Records for processing |
PR #633, opened 2026-05-05
refactor(mcp): tighten JobManager runner cleanup boundary

Q00:
## Summary

`_run_job` carried two unreachable branches — a coroutine→Task conversion in the try block and a `runner.close()` call in the finally block — both gated on `runner_task is None and inspect.iscoroutine(runner)`. Since `start_job` already converted coroutines to Tasks before invoking `_run_job`, that condition could never hold during cleanup.

## Changes

| File | Change |
|------|--------|
| `src/ouroboros/mcp/job_manager.py` | `start_job` now normalises every input — pre-built Task, coroutine, or bare awaitable — into a Task at the boundary. `_runner_tasks` registration consolidated to a single statement. `_run_job` signature narrowed to `asyncio.Task[Any]`; the `runner_task` ceremony is removed in favour of `runner.done()` / `runner.cancel()` directly. |
| `tests/unit/mcp/test_job_manager.py` | New coverage verifies externally-created Task tracking/cleanup, bare Future wrapping, and cancellation reaching externally-created runner Tasks. |

## Why

- Removes dead code that obscured the actual cleanup contract.
- Eliminates a Future-vs-Task gap in the cancellation handler (Future inputs would have skipped runner cancel under the old typing).
- Centralises the "always a Task" invariant so future contributors do not reintroduce coroutine cleanup paths.

## Test plan

- [x] `uv run pytest tests/unit/mcp/test_job_manager.py -q` — 30 passed
- [x] Wider regression `tests/unit/mcp/` — 781 passed
- [x] `ruff format` / `ruff check` clean
- [x] `ouroboros-agent` review — APPROVED after edge-case test hardening

## Out of scope

`_append_event` failure before runner conversion can still strand a coroutine for GC. Separate follow-up.

### DIFF
--- a/src/ouroboros/mcp/job_manager.py
+++ b/src/ouroboros/mcp/job_manager.py
@@ -125,31 +125,49 @@ class JobManager:
         )
 
         self._known_job_ids.add(job_id)
-        if inspect.iscoroutine(runner):
-            runner = asyncio.create_task(runner)
-            self._runner_tasks[job_id] = runner
-        task = asyncio.create_task(self._run_job(job_id, job_type, runner))
+        # Normalise ``runner`` to a Task so ``_run_job`` can rely on Task
+        # semantics (cancellation, ``done()``). Coroutines are wrapped via
+        # ``create_task``; pre-built Tasks are reused; bare awaitables (e.g.
+        # ``Future``) are wrapped through an inner coroutine so cancellation
+        # and GC remain consistent.
+        if isinstance(runner, asyncio.Task):
+            runner_task = runner
+        elif inspect.iscoroutine(runner):
+            runner_task = asyncio.create_task(runner)
+        else:
+
+            async def _await_runner(_awaitable: Any = runner) -> Any:
+                return await _awaitable
+
+            runner_task = asyncio.create_task(_await_runner())
+        self._runner_tasks[job_id] = runner_task
+        task = asyncio.create_task(self._run_job(job_id, job_type, runner_task))
         self._tasks[job_id] = task
         self._monitors[job_id] = asyncio.create_task(self._monitor_job(job_id))
 
         return await self.get_snapshot(job_id)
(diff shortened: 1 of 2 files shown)


shaun0927:
@ouroboros-agent please re-review latest head ecf1eba. I addressed your non-blocking design note by adding coverage for both remaining runner-normalization edges: a bare `asyncio.Future` is wrapped into a Task and completes the job, and cancellation reaches an externally-created Task registered as the runner. Local verification: `uv run pytest tests/unit/mcp/test_job_manager.py -q` (30 passed), `uv run pytest tests/unit/mcp/ -q` (781 passed), and ruff check/format on the touched files.

shaun0927:

This PR tightens the `JobManager` runner lifecycle boundary by making `start_job()` normalize every runner input into a single internal `asyncio.Task` invariant before `_run_job()` starts. That removes the unreachable coroutine cleanup branches in `_run_job()` and makes cancellation/cleanup routing simpler and more consistent.

I reviewed the bot design notes and added the two missing edge-case tests it called out:

- bare `asyncio.Future` runners are wrapped into a Task and still complete/persist the job result;
- externally-created runner Tasks are cancelled through `cancel_job()` and observed by the caller-owned Task.

Current validation:

- `ouroboros-agent` approved latest head `ecf1eba` with no blocking or non-blocking findings.
- GitHub checks are all green: Bridge TypeScript, MyPy, Ruff, Python 3.12, Python 3.13, and Python 3.14.
- Local targeted validation passed:
  - `uv run pytest tests/unit/mcp/test_job_manager.py -q` — 30 passed
  - `uv run pytest tests/unit/mcp/ -q` — 781 passed
  - ruff check/format on the touched files passed

Given the narrow scope, added regression coverage for the remaining review risks, bot approval, and green CI, I think this PR is now safe to merge.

Task to carry out | The lines running from the start of the data through the one that contains "## Test plan" should be reproduced exactly, and only those.

The answer |
PR #633, opened 2026-05-05
refactor(mcp): tighten JobManager runner cleanup boundary

Q00:
## Summary

`_run_job` carried two unreachable branches — a coroutine→Task conversion in the try block and a `runner.close()` call in the finally block — both gated on `runner_task is None and inspect.iscoroutine(runner)`. Since `start_job` already converted coroutines to Tasks before invoking `_run_job`, that condition could never hold during cleanup.

## Changes

| File | Change |
|------|--------|
| `src/ouroboros/mcp/job_manager.py` | `start_job` now normalises every input — pre-built Task, coroutine, or bare awaitable — into a Task at the boundary. `_runner_tasks` registration consolidated to a single statement. `_run_job` signature narrowed to `asyncio.Task[Any]`; the `runner_task` ceremony is removed in favour of `runner.done()` / `runner.cancel()` directly. |
| `tests/unit/mcp/test_job_manager.py` | New coverage verifies externally-created Task tracking/cleanup, bare Future wrapping, and cancellation reaching externally-created runner Tasks. |

## Why

- Removes dead code that obscured the actual cleanup contract.
- Eliminates a Future-vs-Task gap in the cancellation handler (Future inputs would have skipped runner cancel under the old typing).
- Centralises the "always a Task" invariant so future contributors do not reintroduce coroutine cleanup paths.

## Test plan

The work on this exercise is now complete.